# Dzeko: richiesta shock del City alla Roma.



## admin (13 Luglio 2015)

Secondo quanto riportato da Di Marzio, si sarebbe complicata tantissimo la pista Dzeko per la Roma. Il Manchester City, infatti, secondo le prime indiscrezioni, avrebbe richiesto a Sabatini una cifra shock per Dzeko. Una cifra talmente alta, inaccessibile per tutti i club italiani, che ha spiazzato il DS giallorosso.

Seguiranno aggiornamenti.


----------



## Pessotto (13 Luglio 2015)

Godo, senza i nostri soldi non possono far nulla, magari la smettono di fare i fenomeni e chiedere 30 milioni per un ragazzino al primo anno di A


----------



## Splendidi Incisivi (13 Luglio 2015)

Ormai il mercato è completamente impazzito, non mi stupirei se i Citizens avessero chiesto una cifra tra i 50 e i 60 milioni. Una volta con 100 milioni ti rifacevi la squadra, adesso la puntelli soltanto.


----------



## Pamparulez (13 Luglio 2015)

Sabatini vorrebbe vendere a cifre assurde e comprare per due casse di banane(cit.) gli sta bene... Speriamo li spennino


----------



## BossKilla7 (13 Luglio 2015)

Godo, dovete restare con Borriello


----------



## juventino (13 Luglio 2015)

*Secondo Gianluca Di Marzio il City vorrebbe 30 milioni + 5 di bonus per lasciar partire la punta bosniaca.*


----------



## juventino (13 Luglio 2015)

BossKilla7 ha scritto:


> Godo, dovete restare con Borriello



E' andato in scadenza


----------



## BossKilla7 (13 Luglio 2015)

juventino ha scritto:


> E' andato in scadenza



Poco male, resteranno con il sosia 10 anni più giovane che ha già rifiutato il Monaco


----------



## Jino (13 Luglio 2015)

D'altronde se loro ne chiedono 30 per un ragazzino.........


----------



## juventino (13 Luglio 2015)

Jino ha scritto:


> D'altronde se loro ne chiedono 30 per un ragazzino.........

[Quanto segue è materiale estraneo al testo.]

PR #2055, opened 2026-08-31
Support nullable struct field

yhmo:


sdk-core/src/main/java/io/milvus/v2/service/collection/request/CreateCollectionReq.java
```diff
@@ -2072,6 +2072,10 @@ public StructFieldSchema addField(AddFieldReq addFieldReq) {
             if (addFieldReq.getDataType() == DataType.Array || addFieldReq.getElementType() == DataType.Struct) {
                 throw new ParamException("Struct field schema does not support Array, ArrayOfVector or Struct");
             }
+            if (Boolean.TRUE.equals(addFieldReq.getIsNullable())) {
```
yhmo: sdk-core/src/main/java/io/milvus/v2/service/collection/request/CreateCollectionReq.java line:2075
Medium ---- This new rejection is a public API behavior change: existing callers that previously added a struct sub-field with isNullable=true via addField() now get a ParamException at collection-creation time. Also note the guard only covers the addField() path — sub-fields added through StructFieldSchemaBuilder.fields(...) or getFields().add(...) still accept isNullable=true and are silently overridden to the struct nullable in SchemaUtils.convertToGrpcStructFieldSchema. Consider documenting this restriction in the addField Javadoc, and either enforcing it consistently on all construction paths or explicitly documenting the silent override, so the two paths cannot drift.

sdk-core/src/main/java/io/milvus/response/FieldDataWrapper.java
```diff
@@ -199,6 +199,12 @@ public long getRowCount() throws IllegalResponseException {
                 return fieldData.getScalars().getArrayData().getDataCount();
             case ArrayOfStruct: {
                 List<FieldData> structData = fieldData.getStructArrays().getFieldsList();
+                for (FieldData fd : structData) {
+                    List<Boolean> subValid = fd.getValidDataList();
+                    if (subValid != null && !subValid.isEmpty()) {
+                        return subValid.size();
```
yhmo, line 205: sdk-core/src/main/java/io/milvus/response/FieldDataWrapper.java line:205
Low ---- getRowCount() for ArrayOfStruct returns the validData size of the FIRST sub-field that has non-empty validData, while getStructData() computes rowCount as the max over all sub-fields (validData size, array dataCount, vector dataCount). If sub-fields ever carry inconsistent lengths, the two methods disagree on the total row count, which can desync callers that use getRowCount() to size the decoded data. Consider computing the row count the same way in both methods to keep them consistent.

sdk-core/src/main/java/io/milvus/v2/utils/DataUtils.java
```diff
@@ -547,9 +562,24 @@ private static FieldData genStructSubFieldData(CreateCollectionReq.FieldSchema f
...
+            List<?> nonNullRows = objects;
+            if (isNullable) {
+                List<Object> filtered = new ArrayList<>();
+                for (Object obj : objects) {
+                    builder.addValidData(obj != null);
+                    if (obj != null) {
+                        filtered.add(obj);
+                    }
+                }
+                if (filtered.isEmpty()) {
```
yhmo, line 583: sdk-core/src/main/java/io/milvus/v2/utils/DataUtils.java line:577
Low ---- When every row of a nullable vector sub-field is null, this early return builds an ArrayOfVector FieldData with validData (all false) but no vectors and no setDim, whereas the non-null path always sets VectorField.setDim(schema dimension). The all-null scalar path (line 610) has a unit test (testInsertNullableStructAllNullRowsLeavePayloadUnset), but there is no equivalent test for an all-null vector sub-field, and the DockerTest only mixes null and non-null rows. Please add a unit/integration case for the all-null vector sub-field and confirm the server accepts a dimension-less ArrayOfVector payload.

sdk-core/src/main/java/io/milvus/v2/utils/DataUtils.java
```diff
@@ -458,12 +458,18 @@ private boolean processStructFieldValues(JsonObject row, CreateCollectionReq.Str
                                                  Map<String, InsertDataInfo> nameInsertInfo, boolean partialUpdate) {
             String structName = structField.getName();
             JsonElement rowFieldData = row.get(structName);
-            if (rowFieldData == null) {
+            if (rowFieldData == null || rowFieldData.isJsonNull()) {
```
yhmo: sdk-core/src/main/java/io/milvus/v2/utils/DataUtils.java line:461
Low ---- In a partial update, an explicit JsonNull for a nullable struct field is silently skipped via `return false`, so callers cannot null out a nullable struct during partial update. This differs from nullable scalar fields, which accept JsonNull and write a null value (processNormalFieldValues -> checkRowFieldValue). Please confirm skipping is intended; if not, route JsonNull through addNullStructRow so the struct can be nulled in partial update like a scalar field.

sdk-core/src/main/java/io/milvus/v2/service/collection/request/AddCollectionStructFieldReq.java
```diff
@@ -202,12 +200,11 @@ public void setTypeParams(Map<String, String> typeParams) {
...
      *
      * @return the struct field schema
-     * @throws MilvusClientException if the field is not nullable or the schema conversion fails
+     * @throws ParamException if the field is not nullable or the schema conversion fails
      */
     public CreateCollectionReq.StructFieldSchema toStructFieldSchema() {
         if (Boolean.FALSE.equals(nullable)) {
-            throw new MilvusClientException(ErrorCode.INVALID_PARAMS,
-                    "Adding struct field to existing collection requires nullable=true");
+            throw new ParamException("Adding struct field to existing collection requires nullable=true");
```
yhmo, line 207: sdk-core/src/main/java/io/milvus/v2/service/collection/request/AddCollectionStructFieldReq.java line:207
Low ---- `toStructFieldSchema()` is a public method on a public request class, and this PR changes its thrown exception type from `io.milvus.v2.exception.MilvusClientException` (which carries `getErrorCode()`) to `io.milvus.exception.ParamException`. The RPC path is preserved because `CollectionService.addCollectionStructField` re-wraps `ParamException` into `MilvusClientException(INVALID_PARAMS)`, so end users calling `addCollectionStructField` still see the same exception. However, any direct caller that catches the v2 `MilvusClientException` around `toStructFieldSchema()` will no longer catch these validation failures. Please confirm this public contract change is intentional (e.g., only internal callers use the method), or keep the v2 exception for direct callers so the request class remains source-compatible.

sdk-core/src/test/java/io/milvus/v2/client/MilvusClientV2DockerTest.java
```diff
@@ -1371,6 +1373,12 @@ void testStruct() {
         Assertions.assertEquals(DataType.Float16Vector, structSchema.getFields().get(3).getDataType());
         Assertions.assertEquals(DataType.BFloat16Vector, structSchema.getFields().get(4).getDataType());
         Assertions.assertEquals(DataType.Int8Vector, structSchema.getFields().get(5).getDataType());
+        // nullable struct field: nullable must be true on the struct and inherited by every sub-field
+        Assertions.assertTrue(structSchema.getNullable());
+        for (CreateCollectionReq.FieldSchema subField : structSchema.getFields()) {
+            Assertions.assertTrue(subField.getIsNullable(), "sub-field " + subField.getName() + " should inherit nullable");
+        }
+        Assertions.assertFalse(descSchema.getStructFields().get(1).getNullable());
```
yhmo: sdk-core/src/test/java/io/milvus/v2/client/MilvusClientV2DockerTest.java line:1381
Low ---- This assertion assumes the describe response preserves struct-field creation order (index 1 == st2). If the server ever returns struct fields in a different order, the assertion would silently test the wrong field. Consider locating st2 by name (e.g. via getStructField("st2")) so the check is order-independent and still validates that a non-nullable struct does not inherit nullable.

sdk-core/src/test/java/io/milvus/docker-compose.yml
```diff
@@ -52,8 +52,8 @@ services:
       timeout: 20s
       retries: 3
     ports:
-      - "19530:19530"
-      - "9091:9091"
+      - "29530:19530"
```
yhmo, line 55: sdk-core/src/test/java/io/milvus/docker-compose.yml line:55
Low ---- The docker-compose/TestUtils port renumbering (standalone 19530->29530, etcd 2379->12379, minio 9000->19000, health 9091/9092->19091/19092, and the matching cache keys in the DockerTests) is unrelated to nullable-struct support and is bundled into this feature PR. If the renumbering was needed to avoid conflicts with a locally running Milvus, consider splitting it into a separate test-infra PR so the feature change stays reviewable; also confirm every docker test sharing these compose files (e.g. MilvusClientV2SessionDockerTest, NullableVectorTest) is updated consistently, since they rely on the same MilvusStandaloneUri and compose file.

sdk-core/src/main/java/io/milvus/v2/service/collection/request/AddCollectionStructFieldReq.java
yhmo: This is intentional. The change aligns the validation exception with pymilvus, which throws ParamError for struct sub-field validation; to keep the end-user RPC contract unchanged, CollectionService.addCollectionStructField re-wraps ParamException into MilvusClientException(INVALID_PARAMS), so client.addCollectionStructField() still surfaces the same error code. Direct callers of toStructFieldSchema() are only the internal CollectionService and tests (no external usage), so dropping the v2 exception here does not break public API callers, and it makes the request layer consistent with createCollection, which validates struct sub-fields via SchemaUtils.convertFieldReqToStructFieldSchema throwing ParamException.

sdk-core/src/test/java/io/milvus/v2/client/MilvusClientV2DockerTest.java
yhmo: Fixed. The assertion now locates st2 by name via descSchema.getStructField("st2") instead of positional index 1, so the non-nullable check is independent of describe ordering. Verified by running MilvusClientV2DockerTest#testStruct (BUILD SUCCESS).

sdk-core/src/test/java/io/milvus/docker-compose.yml
yhmo: The port renumbering (standalone 29530, etcd 12379, minio 19000/19001, health 19091/19092, plus matching cache keys in MilvusClientV2DockerTest/MilvusClientDockerTest and MultiConnectParam ports in MilvusMultiClientDockerTest) is intentional to avoid clashing with a locally running Milvus, and is bundled here as part of the same nullable-struct test infrastructure work. Consistency verified: all five DockerTest classes sharing these compose files connect via TestUtils.MilvusStandaloneUri (now 29530) and no stale 19530 references remain; only the two DockerTests using CollectionTsCache keys had explicit endpoint strings, and those were updated.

Se non prendono Dzeko sono in guai molto seri perché al momento su mercato non esiste una punta di quel livello prendibile a una cifra inferiore. Se gli offrite 22+bonus per Romagnoli ve lo impacchettano, imho.


----------



## Coccosheva81 (14 Luglio 2015)

E Sabatini sarebbe andato fino a Manchester per prendersi questa tranvata in faccia?


----------



## Aragorn (14 Luglio 2015)

juventino ha scritto:


> *Secondo Gianluca Di Marzio il City vorrebbe 30 milioni + 5 di bonus per lasciar partire la punta bosniaca.*



E sarebbe questa la richiesta shock ? una cifra tutt'altro che esagerata visti i prezzi che girano. In ogni caso inutile sottolineare che tutto ciò va a nostro favore.


----------



## Ma che ooh (14 Luglio 2015)

BossKilla7 ha scritto:


> Godo, dovete restare con Borriello



 .


----------



## Louis Gara (14 Luglio 2015)

Secondo la Gazzetta Sabatini avrebbe bloccato Mitrovic


----------



## DMZtheRockBear (14 Luglio 2015)

Godo


----------



## juventino (14 Luglio 2015)

Louis Gara ha scritto:


> Secondo la Gazzetta Sabatini avrebbe bloccato Mitrovic



Pare abbia rifiutato il Newcastle proprio perché aspetta un club che fa la Champions, probabilmente la Roma.


----------



## Renegade (14 Luglio 2015)

35 mln per Dzeko sono un furto. Ma dopotutto se Bacca ne vale 30...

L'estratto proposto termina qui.